*** Data for review Section Begins ***
PR #510, opened 2016-12-31
Added depth-only prepass.

roboman2444:
OVM does the prepass
Not sure if it actually helps performance, since OS renders the world front->back for the most part.

### DIFF
--- a/Resources/Shaders/BasicBlockDepthOnly.fs
+++ b/Resources/Shaders/BasicBlockDepthOnly.fs
@@ -1,0 +1,26 @@
+/*
+ Copyright (c) 2013 yvt
+ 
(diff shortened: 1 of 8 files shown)


yvt:
Good work! 👍 

I'm uncertain about the performance impact of this addition because the last time (2 yrs ago) I was tweaking the map renderer it was mostly draw call bound. Maybe I'm going to add an option to toggle depth pre-pass later. In any case, the depth pre-pass will be crucial to implement SSAO or whatever screen-space global illumination algorithm.

roboman2444:
Have you thought about adding some more advanced OpenGL features to speed up and reduce the draw calls? Mainly VAOs and instancing?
*** Data for review Section Ends ***
From the records above, extract every line exactly as it stands.

● **Result of this exercise**
PR #510, opened 2016-12-31
Added depth-only prepass.

roboman2444:
OVM does the prepass
Not sure if it actually helps performance, since OS renders the world front->back for the most part.

### DIFF
--- a/Resources/Shaders/BasicBlockDepthOnly.fs
+++ b/Resources/Shaders/BasicBlockDepthOnly.fs
@@ -1,0 +1,26 @@
+/*
+ Copyright (c) 2013 yvt
+ 
(diff shortened: 1 of 8 files shown)


yvt:
Good work! 👍 

I'm uncertain about the performance impact of this addition because the last time (2 yrs ago) I was tweaking the map renderer it was mostly draw call bound. Maybe I'm going to add an option to toggle depth pre-pass later. In any case, the depth pre-pass will be crucial to implement SSAO or whatever screen-space global illumination algorithm.

roboman2444:
Have you thought about adding some more advanced OpenGL features to speed up and reduce the draw calls? Mainly VAOs and instancing?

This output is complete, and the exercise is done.